• Task instructions
Every entry is to be written out word for word.

• Data excerpts

PR #6372, opened 2021-05-29
build-native.js tweaked xcodeDir path to toolchain

### LINKED ISSUE #6316: `yarn build-native` throws error
# 🐛 bug report

On running `yarn build-native` in the parcel monorepo, I get an error stating

`error: failed to run custom build command for `ring v0.16.20``

## 🤔 Expected Behavior

This should work as expected and stated in https://github.com/shawsourav/parcel/blob/v2/CONTRIBUTING.md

• Solved exercise
PR #6372, opened 2021-05-29
build-native.js tweaked xcodeDir path to toolchain

### LINKED ISSUE #6316: `yarn build-native` throws error
# 🐛 bug report

On running `yarn build-native` in the parcel monorepo, I get an error stating

`error: failed to run custom build command for `ring v0.16.20``

## 🤔 Expected Behavior

This should work as expected and stated in https://github.com/shawsourav/parcel/blob/v2/CONTRIBUTING.md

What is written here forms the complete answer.